The Bowden legacy at Tigerland is indeed a rich one, with three of Mike’s sons – Sean, Joel and Patrick – following in his Yellow and Black footsteps and playing senior football for the Club.
Mike Bowden joined Richmond from St Kevin’s College in the mid-1960s and played under-19s football initially with the Tigers, before deciding to quit the game and become a priest.
He spent two years studying to be a priest at Corpus Christi College at Werribee, but returned home at Christmas and advised his parents that he wasn’t going back there.
Bowden’s father subsequently contacted legendary Richmond secretary, Graeme Richmond, who told him, ‘If your son’s got a jock strap and runners he can come down to train’.
That afternoon, Mike Bowden was out on the training track alongside experienced, top-notch Tigers such as Fred Swift, Roger Dean, Neville Crowe, Paddy Guinane, John Northey, Mike Patterson and Billy Brown.
He made his senior league debut in Round 8 of the 1967 season against Collingwood and played a further six games at the highest level with Richmond that year, covering for injured ruck-rover Alan ‘Bull’ Richardson.
The following season, Bowden cemented his place in the Tigers’ senior side as a permanent replacement for Bull.
Just like Bull, he was a creative ruck-rover, who brought teammates into the play with intelligent use of handball.
In 1969, Bowden had a total of 194 handballs from 20 games – a staggering 40 more than any other player in the competition despite missing the first three games of the season.
With his exemplary work ethic, team-first attitude, ability to bore into packs to win possession, and slick use of the ball by hand, he became an integral part of Richmond’s plans for premiership success in 1969.

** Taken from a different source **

PR #5613, opened 2024-07-02
Improvement/cldsrv 548 flag update oplog

benzekrimaha:
This PR aims to introduce a flag that will be used by Arsenal to introduce a hack to write the MD twice in the oplog: one "deleted: true" copy of the previous MD, followed by the expected update with the new metadata.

That came to fruition in glorious fashion, with the Tigers belting Geelong in the first semi-final, accounting for Collingwood in the preliminary final, and then defeating Carlton in the Grand Final.
Bowden had 19 disposals on that one day in September ’69, nine of them handballs, which, not surprisingly, was a game-high total.
He played two more seasons at Richmond after that, captaining the reserves to the premiership in what was his last game for the Club in 1971.
That, however, was far from Mike Bowden’s last game of football as a player.
You have to fast-forward all the way through to 1996, when he was 49 years of age, for that to occur, playing in the reserves with the Rovers Football Club in Alice Springs.
In between, he’d also pulled the boots on for clubs such as Robinvale, Camberwell, Red Cliffs, Mildura and Wests Alice Springs.
We, at Tigerland, extend our deepest sympathy to Mike’s wife Judy, daughter Majella, sons Sean, Rhett, Kane, Joel, Patrick and Charlie, and all other members of the Bowden family.